Exercise details:
Of all the lines in the entries below, give again exactly those starting at the line containing "when creating bindings." and ending at the line containing "-252,6 +253,11 @@", both ends included, and no others.

Dataset entries

····················

PR #724, opened 2026-07-10
Prevent duplicate TiDB Cloud cluster bindings

srstack:
## Summary
- add branch_id to TiDB Cloud org bindings and backfill it from tenants.branch_id during meta schema migration
- serialize org/cluster/branch binding upserts with a named lock and reject duplicate non-deleted tenant bindings
- keep shared cluster support for distinct branch IDs and add regression coverage

## Tests
- go test ./pkg/meta -count=1
- go test ./pkg/server -run 'TestAdminTenantPool|TestAdminTenantCreateClaimsFreePoolTenant|TestAdminTenantGet|TestAdminTenantList' -count=1\n- go test ./pkg/server -run 'TestFork|TestTenantDeleteRejectsNonDeletedFork' -count=1\n- git diff --check -- pkg/meta/meta.go pkg/meta/meta_test.go

## Summary by CodeRabbit

* **New Features**
  * TiDB Cloud organization bindings now track their associated branch.
  * Shared clusters can support bindings across different branches.

* **Bug Fixes**
  * Prevented duplicate active bindings for the same organization, cluster, and branch.
  * Deleted cluster branches are ignored when creating bindings.
  * Existing bindings are automatically populated with branch information during migration.

### DIFF
--- a/pkg/meta/meta.go
+++ b/pkg/meta/meta.go
@@ -242,6 +242,7 @@ type TenantTiDBCloudOrgBinding struct {
 	TenantID       string
 	OrganizationID string
 	ClusterID      string
+	BranchID       string
 	PoolID         string
 	PoolStatus     TenantPoolBindingStatus
 	UsedAt         *time.Time
@@ -252,6 +253,11 @@ type TenantTiDBCloudOrgBinding struct {
 type TenantWithTiDBCloudOrgBinding struct {
 	Tenant  Tenant
 	Binding TenantTiDBCloudOrgBinding
+}
+
+type metaQueryExecer interface {
+	ExecContext(ctx context.Context, query string, args ...any) (sql.Result, error)
+	QueryRowContext(ctx context.Context, query string, args ...any) *sql.Row
 }
 
 type TenantPoolBindingStatus string
@@ -308,6 +314,8 @@ const metaSchemaMigrateLockNamePrefix = "dat9_meta_schema_migrate:"
 const metaSchemaMigrateLockTimeoutSeconds = 30
 const externalBindingLockTimeoutSeconds = 90
 const externalBindingReleaseLockTimeout = 5 * time.Second
+const tidbCloudOrgBindingLockTimeoutSeconds = 90
+const tidbCloudOrgBindingReleaseLockTimeout = 5 * time.Second
 const tenantPoolLockTimeoutSeconds = 300
 const tenantPoolReleaseLockTimeout = 5 * time.Second
 
@@ -336,6 +344,9 @@ func (s *Store) migrate() (err error) {
 		return fmt.Errorf("diff meta schema: %w", err)
 	}
 	if err := applyMetaSchemaRepairs(ctx, s.db, plannedMetaSchemaRepairs(diffs)); err != nil {
+		return err
+	}
+	if err := backfillTiDBCloudOrgBindingBranchIDs(ctx, s.db); err != nil {
 		return err
 	}
 	diffs, err = diffMetaSchema(ctx, s.db, spec)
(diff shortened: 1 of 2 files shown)


srstack:
Reviewed head `192e6e51`. Verified locally: build, `go vet`, gofmt clean; the three new binding tests + schema-spec test pass.

**The design is correct and the concurrency-critical part is done right.** The duplicate guard (`ensureTiDBCloudOrgBindingAvailable`) and the INSERT run inside the same named-lock scope on the same pooled connection (`withTiDBCloudOrgBindingLock`), so the check-then-insert is atomic against a concurrent same-(org, cluster, branch) upsert — no TOCTOU. The lock helper mirrors the existing `withExternalBindingLock` pattern (dedicated conn, `GET_LOCK`/`RELEASE_LOCK`, database-scoped lock name via `tenantPoolDatabaseLockName`, release-on-defer with joined errors), so it's consistent with the established approach.

**Migration ordering is correct** and I checked it specifically:
1. `dropObsoleteMetaIndexes` drops the old `idx_tidbcloud_org_cluster` — but only via `dropMetaIndexIfColumns`, which exact-matches the *old* 4-column signature (`org, cluster, created, tenant`). So on a re-run after migration (where the index already has `branch_id`), `sameStringSlice` returns false and it won't drop the new index. Idempotent.
2. repairs add the `branch_id` column + create the new branch-aware index.
3. `backfillTiDBCloudOrgBindingBranchIDs` runs *after* the column exists, backfilling from `tenants.branch_id`.
4. re-diff confirms convergence.

The backfill UPDATE is guarded with `WHERE b.branch_id <> COALESCE(t.branch_id, '')` so it only touches rows that actually differ — cheap on re-runs.

**Backward-compat is sound:** `branch_id` is `NOT NULL DEFAULT ''`, so existing rows get `''` and the backfill then sets the real value from tenants. The duplicate guard scopes on `(org, cluster, branch_id)` and excludes `TenantDeleted`, so shared-cluster-across-branches (fork tenants) still works and a deleted tenant's cluster+branch can be reused — both covered by the new `AllowsSharedClusterAcrossBranches` and `IgnoresDeletedClusterBranch` tests.

**Two minor notes (non-blocking):**
1. `lookupTenantBranchID` runs on `s.db` *before* acquiring the lock, while the guard+insert run inside it. That's fine because the resolved `branchID` is what both the lock name and the guard use consistently — but note the guard resolves branch from the *tenants* row via lookup, overriding any `b.BranchID` the caller passed. Worth a one-line comment that the tenant row is the source of truth for branch_id (callers can't override it), since it's a slightly surprising override.
2. `ensureTiDBCloudOrgBindingAvailable` does a `JOIN tenants` + `LIMIT 1` on `(org, cluster, branch)` — the new index `idx_tidbcloud_org_cluster(org, cluster, branch, created, tenant)` covers the lookup, so this should be an index seek, good. Just confirm the join on `t.status` doesn't force a full-tenants scan on large orgs; likely fine given the index prefix narrows to a handful of rows first.

Solid, focused change. LGTM.

qiffang:
Reviewed current head `4b39767bfd14d8cf00ea55d5bb66967f00f18984`.

Findings: no blocker from my lane.

What I checked:
- The duplicate guard is scoped to `(organization_id, cluster_id, branch_id)` and uses `tenants.branch_id` as the source of truth, so callers cannot bypass the branch dimension by passing a different `TenantTiDBCloudOrgBinding.BranchID`.
- The availability check and the subsequent `INSERT ... ON DUPLICATE KEY UPDATE` both run on the same `*sql.Conn` while the TiDB Cloud org-binding named lock is held, so the race concern I had with a check-then-insert shape is addressed in this implementation.
- Deleted tenants are excluded from the duplicate check and tenant delete/finalize paths remove the binding row, so reuse after delete is preserved.
- The migration order looks safe: drop only the old exact index shape, apply schema repair for `branch_id` + new index, then backfill from `tenants.branch_id` before final schema diff.
- Server-facing error paths I checked do not return the raw duplicate message with the existing tenant id to clients; they wrap persistence failures into generic provision/pool messages.

Non-blocking note: this prevents new duplicate live bindings, but it does not add a database unique constraint or an explicit migration audit for duplicates that may already exist in production. If we suspect existing duplicate rows, run a one-off ops query/cleanup before relying on the new invariant operationally.

Validation run locally:
- `go test ./pkg/meta -run 'TestUpsertTenantTiDBCloudOrgBinding|TestBackfillTiDBCloudOrgBindingBranchIDs|TestMetaSchemaSpecIncludesTiDBCloudOrgBindings|TestClaimOldestFreeTenantPoolBindingRequiresActiveTenant' -count=1`
- `go test ./pkg/server -run 'TestAdminTenantPool|TestAdminTenantCreateClaimsFreePoolTenant|TestAdminTenantGet|TestAdminTenantList' -count=1`
- `go test ./pkg/server -run 'TestFork|TestTenantDeleteRejectsNonDeletedFork' -count=1`
- `go vet ./pkg/meta ./pkg/server`
- `gofmt -l pkg/meta/meta.go pkg/meta/meta_test.go`
- `git diff --check -- pkg/meta/meta.go pkg/meta/meta_test.go`

qiffang (approved):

····················

Answer to the exercise:
  * Deleted cluster branches are ignored when creating bindings.
  * Existing bindings are automatically populated with branch information during migration.

### DIFF
--- a/pkg/meta/meta.go
+++ b/pkg/meta/meta.go
@@ -242,6 +242,7 @@ type TenantTiDBCloudOrgBinding struct {
 	TenantID       string
 	OrganizationID string
 	ClusterID      string
+	BranchID       string
 	PoolID         string
 	PoolStatus     TenantPoolBindingStatus
 	UsedAt         *time.Time
@@ -252,6 +253,11 @@ type TenantTiDBCloudOrgBinding struct {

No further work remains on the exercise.